> [ACTIVITY]:
Would you find each line in the entries below with the string "file" and copy it?

== Segment start ==

Issue #82, opened 2022-02-07
Update Elastic Agent docker image for azure containers runtime


jlind23:
**Describe the enhancement:**
Elastic Agent docker image is currently not working out of the box for azure container runtime

Docker-entrypoint is executed but it cannot launch elastic-agent because it doesn't find the file.
And it does not find the file because it does not have enough rights to do so.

== Segment end ==

> [YOUR RESPONSE]:
Docker-entrypoint is executed but it cannot launch elastic-agent because it doesn't find the file.
And it does not find the file because it does not have enough rights to do so.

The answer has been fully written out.